Page 1 of 1

Crash when computing MMN with NCORE>1

Posted: Wed Jul 21, 2021 2:50 pm
by ashwin_r
I am running into a persistent error (possibly a memory leak?) when attempting to calculate Wannier projections using the latest version of VASP 6.2.1 with Wannier90-3.1.0. The error occurs only when NCORE>1; for NCORE=1, everything works as expected.

I am attaching a bug report here, using Si as an example. The bug is reproducible using either vasp_gam or vasp_std (for 1x1x1 k-point mesh) and with vasp_std (for larger k-point meshes). I am using Intel parallel_studio_xe 2020.2 compilers for the tests attached here but I am also able to reproduce the error with GCC/GFortran 9.3.0.

Re: Crash when computing MMN with NCORE>1

Posted: Thu Jul 22, 2021 1:41 pm
by henrique_miranda
Thanks for reporting the issue.

This is a known limitation that was present since older versions of VASP (I checked in 5.4.4).
The solution for the moment is to always use NCORE=1.

This issue appears because when NCORE/=1 is used the WF components are distributed among different MPI ranks (each band on NCORE MPI ranks). To compute MMN and AMN matrices for Wannier we need to generate the WFs in the full Brillouin zone which implies rotating them from one k-point to another which in turn requires transferring data among the CPUs that are treating the same band. This is not implemented yet.

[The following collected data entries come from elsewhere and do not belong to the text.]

PR #236, opened 2024-03-11
Add a new test that checks if key workload cluster metrics exist in p…

whites11:
…rometheus.

### Checklist

### Trigger e2e tests

/run cluster-test-suites


internal/common/metrics.go
```diff
@@ -0,0 +1,129 @@
...
+	"github.com/giantswarm/clustertest/pkg/logger"
+	. "github.com/onsi/ginkgo/v2"
+	. "github.com/onsi/gomega"
+
+	"github.com/giantswarm/cluster-test-suites/internal/helper"
+	"github.com/giantswarm/cluster-test-suites/internal/state"
+)
+
+func runMetrics() {
+	Context("default apps", func() {
```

Note that the default data distribution in VASP i.e. NCORE=1 means that each band is treated on one CPU so the code will work without problems.

Re: Crash when computing MMN with NCORE>1

Posted: Thu Jul 22, 2021 2:30 pm
by ashwin_r
Thanks, Henrique. It might be useful to add a one-line check to terminate the calculation at the very outset if LWANNIER90 = .TRUE. and NCORE/=1 so that the calculation does not crash after wasting compute time on self-consistency cycles.

Re: Crash when computing MMN with NCORE>1

Posted: Wed Jul 28, 2021 5:39 pm
by henrique_miranda
Yes, this is a good point.
We will make this change in a future release.